Marty Rogers walks the walk in his South Bronx neighborhood. He is usually doing something to lift up his Melrose community or Immaculate Conception parish there, often both at the same time.
A few weeks ago, Rogers emailed about an initiative he has helped lead since 2017. It began with the backing of Sister Patrice Owens, S.C.C., then the principal of Immaculate Conception School, and Trista Rivera, then an eighth-grade teacher and now the school’s dean.
A student had asked Ms. Rivera how they could help the homeless people they saw on the streets of their Bronx neighborhood.
From that question, the Hope Walk was born. The walk originally took place a handful of times each year as an after-school service project for the seventh- and eighth-graders. The students and faculty, plus a few other volunteers, covered a dozen or more blocks throughout the neighborhood.
Fast forward to March and April 2020, the beginning months of the Covid-19 pandemic. New York City was largely shut down. Many of the only people still outside were the homeless.
City services were curtailed, with the virus shutting down shelters and the subways closed for cleaning in the overnight hours. “It was the perfect storm,” Rogers recalled by phone last week.

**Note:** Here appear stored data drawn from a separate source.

Issue #1776, opened 2015-11-08
Implementing Filter UI Components for Field Types in 0.4


JedWatson:
Currently WIP, completion of each field type also means checking the back-end implementation of filtering in the FieldType.

- [x] boolean
- [x] code
- [x] color
- [x] date 
- [x] datearray (#2544)
- [x] datetime
- [x] email
- [x] geopoint (#2546)
- [x] html
- [x] key
- [x] location
- [x] markdown
- [x] money (#2480)
- [x] name (#2545)
- [x] number
- [x] numberarray (#2511)
- [x] password
- [x] relationship
- [x] select
- [x] text
- [x] textarea
- [x] textarray (#2510)
- [x] url

----

- [ ] *azurefile*
- [ ] *cloudinaryimage*
- [ ] *cloudinaryimages*
- [ ] *embedly*
- [ ] *localfile*
- [ ] *localfiles*
- [ ] *s3file*

*Not critical for initial release*

mxstbr:
Testing the already done `addFilterToQuery` methods now!

mxstbr:
Have to fix text filtering. The text fields `addFilterToQuery` checks the `filter.mode` to be `startsWith`, but the admin interface sets it to `beginsWith` so that filter doesn't work.

mxstbr:
Also need to improve array filtering, it works for now but only filters for "at least one element in the array does x". It should also be able to filter for "all elements in the array do x" or "y amount of elements in the array do x".

mxstbr:
All done!

PR #2480, opened 2016-03-22
addFilterToQuery tests

mxstbr:
~~**WIP, do not merge yet**~~

Adding tests for all existing `addFilterToQuery` methods, ref #1776.

- [x] boolean
- [x] code
- [x] color
- [x] date 
- [x] email
- [x] html
- [x] key
- [x] money
- [x] number
- [x] location
- [x] password
- [x] relationship
- [x] select
- [x] text
- [x] textarea
- [x] url

*(EDIT: 62 tests in one PR hell yea)*

### DIFF
--- a/fields/types/number/NumberType.js
+++ b/fields/types/number/NumberType.js
@@ -51,7 +51,7 @@ number.prototype.addFilterToQuery = function (filter, query) {
 	query = query || {};
 	if (filter.mode === 'equals' && !filter.value) {
 		query[this.path] = filter.inverted ? { $nin: ['', 0, null] } : { $in: ['', 0, null] };
-		return;
+		return query;
 	}
 	if (filter.mode === 'between') {
 		var min = utils.number(filter.value.min);
@@ -59,7 +59,7 @@ number.prototype.addFilterToQuery = function (filter, query) {
 		if (!isNaN(min) && !isNaN(max)) {
 			query[this.path] = filter.inverted ? { $gte: max, $lte: min } : { $gte: min, $lte: max };
 		}
-		return;
+		return query;
 	}
 	var value = utils.number(filter.value);
 	if (!isNaN(value)) {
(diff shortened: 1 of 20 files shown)


fields/types/text/TextType.js
```diff
@@ -37,7 +37,7 @@ text.prototype.addFilterToQuery = function (filter, query) {
 	query = query || {};
 	if (filter.mode === 'exactly' && !filter.value) {
 		query[this.path] = filter.inverted ? { $nin: ['', null] } : { $in: ['', null] };
-		return;
+		return query;
```
mxstbr: @JedWatson I'm not sure but I think this was omitted on accident, changing `query` but then not returning it seems like a bug.

I added tests for this, but if this is the intended behaviour I'll happily revoke this change and update the tests accordingly.

mxstbr:
Just noticed the `number` field also has an `addFilterToQuery` method – will do that too before we merge!

fields/types/number/NumberType.js
```diff
@@ -51,7 +51,7 @@ number.prototype.addFilterToQuery = function (filter, query) {
 	query = query || {};
 	if (filter.mode === 'equals' && !filter.value) {
 		query[this.path] = filter.inverted ? { $nin: ['', 0, null] } : { $in: ['', 0, null] };
-		return;
+		return query;
```
mxstbr: Same question as above for the text field.

fields/types/number/NumberType.js
```diff
@@ -59,7 +59,7 @@ number.prototype.addFilterToQuery = function (filter, query) {
 		if (!isNaN(min) && !isNaN(max)) {
 			query[this.path] = filter.inverted ? { $gte: max, $lte: min } : { $gte: min, $lte: max };
 		}
-		return;
+		return query;
```
mxstbr: Same question as above for the text field.

mxstbr:
- Money field now uses number field `addFilterToQuery´ (tested this in the admin ui and it works)

JedWatson:
For the record: **so** stoked with this PR

PR #2490, opened 2016-03-22
Password type validation method updates

mxstbr:
~~**WIP DO NOT MERGE YET**~~

Updates to the password field validation methods. I'm not sure how `validateRequiredInput` should behave, and if it behaves correctly at the moment – any comments @JedWatson?

### DIFF
--- a/fields/types/password/PasswordType.js
+++ b/fields/types/password/PasswordType.js
@@ -123,9 +123,16 @@ password.prototype.validateInput = function (data, callback) {
 	var result = true;
 	var confirmValue = this.getValueFromData(data, '_confirm');
 	var passwordValue = this.getValueFromData(data);
-	if (passwordValue !== undefined && confirmValue !== undefined && passwordValue !== confirmValue) {
+	if (passwordValue !== undefined
+		&& confirmValue !== undefined
+		&& passwordValue !== confirmValue) {
 		result = false;
 		detail = 'passwords must match';
+	}
+	if ((passwordValue === undefined || confirmValue === undefined)
+		&& passwordValue !== confirmValue) {
+		result = false;
+		detail = 'both fields need to be filled';
 	}
 	// TODO: we could support a password complexity option (or regexp) here
 	utils.defer(callback, result, detail);
--- a/fields/types/password/PasswordType.js
+++ b/fields/types/password/PasswordType.js
@@ -123,16 +123,10 @@ password.prototype.validateInput = function (data, callback) {
 	var result = true;
 	var confirmValue = this.getValueFromData(data, '_confirm');
 	var passwordValue = this.getValueFromData(data);
-	if (passwordValue !== undefined
-		&& confirmValue !== undefined
+	if (confirmValue !== undefined
 		&& passwordValue !== confirmValue) {
 		result = false;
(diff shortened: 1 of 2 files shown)


fields/types/password/PasswordType.js
```diff
@@ -123,10 +123,17 @@ password.prototype.validateInput = function (data, callback) {
...
 	var confirmValue = this.getValueFromData(data, '_confirm');
 	var passwordValue = this.getValueFromData(data);
-	if (passwordValue !== undefined && confirmValue !== undefined && passwordValue !== confirmValue) {
+	if (passwordValue !== undefined
+		&& confirmValue !== undefined
+		&& passwordValue !== confirmValue) {
 		result = false;
 		detail = 'passwords must match';
 	}
+	if ((passwordValue === undefined || confirmValue === undefined)
```
JedWatson: This isn't necessary - if the `confirmValue` isn't provided, we don't validate it server-side. Password fields may be updated programatically or after client-side verification,

JedWatson:
I worked on `validateRequiredInput` for Password fields recently (last week? the week before? recently.) and it's working as expected

fields/types/password/test/type.js
```diff
@@ -8,6 +8,376 @@ exports.initList = function (List) {
...
+			var testItem = new List.model({
+				password: 'asdf',
+			});
+			List.fields.password.updateItem(testItem, {
+				password: null,
+			}, function () {
+				demand(testItem.password).be.null();
+				done();
+			});
+		});
```
mxstbr: Should this be the case?

fields/types/password/test/type.js
```diff
@@ -8,6 +8,376 @@ exports.initList = function (List) {
...
+			var testItem = new List.model({
+				password: 'asdf',
+			});
+			List.fields.password.updateItem(testItem, {
+				password: '',
+			}, function () {
+				demand(testItem.password).be('');
+				done();
+			});
+		});
```
mxstbr: Should this be the case?

fields/types/password/test/type.js
JedWatson: Yep, that should clear the stored value. We should actually query and assert the stored value after a save to ensure we're not saving a hash of `null` (if that's even a thing)

fields/types/password/test/type.js
JedWatson: Yes, again with an assertion that the stored value is cleared as well.

fields/types/password/PasswordType.js
mxstbr: Alright. Do we check that a `password` was passed? Or if that's undefined but the `confirm` exists should it still pass?

JedWatson: Good catch. If the `password` is undefined but a `confirmValue` was passed, I think we should fail validation as if they were both provided and didn't match.

mxstbr: Alright, what about `password` is `null` or `""` and `confirmValue` is valid?

mxstbr:
Updated, should now hit on all points. I don't yet check the stored value, but we'll do that in another PR

PR #2491, opened 2016-03-23
Allow for a better way of selecting tabs and sub-menu nav items

webteckie:
Adds a `data-list` attribute to the home tabs as well as to the nav sub-menus.  This is to simplify the e2e selector configuration for dealing with these elements.


mxstbr:
LGTM!

PR #2503, opened 2016-03-23
Display categories in filter list

mxstbr:
Previously in the admin interface, we'd show category headers in the "Columns" list but not in the "Filters" list. This PR fixes that:

<div  align="center">
Filter list with category headers
</div>


JedWatson:
Good catch @mxstbr

PR #2507, opened 2016-03-24
Factor defining prototype getters out into its own utils file

mxstbr:
Cleaner code and avoids excessive code repetition


JedWatson:
Looks good to me @mxstbr!

PR #2512, opened 2016-03-24
Fix text filtering

mxstbr:
**Please functionally review.** I'm not 100% this isn't just my browser cache still having an old version but I think this fixes the "Begins with…" filter for the text and markdown fields.


JedWatson:
Good catch, this _is_ inconsistent with the React Text Filter component

JedWatson:
Just FYI I found this in the `name` field as well. Updated.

A small band of adults, including Sister Patrice, and Rogers and his wife, Francine, soon made the decision to resume the Hope Walk. “We understood there was a level of risk,” Rogers said.
They also saw a great need in the neighborhood streets. “The people we were seeing were in such dire straits,” he said.
The Hope Walk now takes place on Monday, Wednesday and Friday afternoons. It seeks to live up to Jesus’ words in Matthew 25: 31-46, which say that when we help the least of those in our midst, it is the same as helping the Lord Himself.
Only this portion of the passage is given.